I'd like you to match the verbal rule to the simplified algebraic rule.

Pause this video and match those up.

Question two, I'd like to complete the table of values and plot the rules y = 2x - 5 and y = 1 - x.

Few values are done for you to help you fill in those tables.

Once you've filled the tables, plot those points on the grid.

And you know what to do once you've plotted the coordinates.

Pause this video, give that a go.

For question three, Jacob plots the rule y = 5 - 3x.

He has that table of values.

He draws that line.

I'd like you to mark his work and give him some feedback.

Pause this video and do that now.

Feedback for question one.

Matching these algebraic rules to the verbal rules y = x + 3.

That means add 3 to the x coordinate.

y = 3x + 5.

That means the x coordinate is being multiplied by 3, and then you are adding 5.

y = 5x - 3.

That means the x coordinate is multiplied by 5, and then you subtract 3.

y = 5x + 3 That's the x coordinate multiplied by 5.

Add 3.

y = 3 - 5x.

The x coordinate is multiplied by 5 and subtracted from 3, leaving us with y = 3 - x to be the x coordinate subtracted from 3.

Question two, table of values for 2x -5 should have looked like so.

Your table should read -9, -7, -5, -3, -1, 1, 3.

Your table of values for y = 1 - x should read 3, 2, 1, 0, -1, -2, -3.

You'd then get those two lines plotted as coordinates.

And you'll draw straight through those coordinates.
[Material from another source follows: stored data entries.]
PR #175, opened 2018-03-15
Fix droprepeat example

Paethon:
Fixes an error in the example for droprepeats (I think!?)


Paethon:
I only changed the documentation, so I am pretty sure the failing tests have nothing to do with it.

shashi:
thanks!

Question three, marking Jacob's work and giving him some feedback.

I hope you notice that one of the points was out of line.

It should have made a straight line and it didn't.

So, y = 5 - 3x is a linear rule.

This should make a straight line.

That coordinate, (2,1), doesn't look like it fits.

So instead, we substitute in the x value of 2 again, 5 -3 lots of 2.

That's -1, not +1.

So we should have plot the coordinate to -1 instead.

Also, I hope you noticed, Jacob didn't continue his lines to the very edge of the grid.

The rule y = 5 - 3x will go on infinitely in both directions, so he should have continued his lines to the edge of the grid.

If he'd done it correctly, it would have looked like that.

That's the end of today's lesson.

In summary, we can represent mathematical rules graphically and algebraically.

We do this graphically by plotting coordinates that fit our rule.

For example, this graph shows the algebraic relationship y = 3x - 2 I hope you've enjoyed this lesson.

I hope to see you again soon for more mathematics.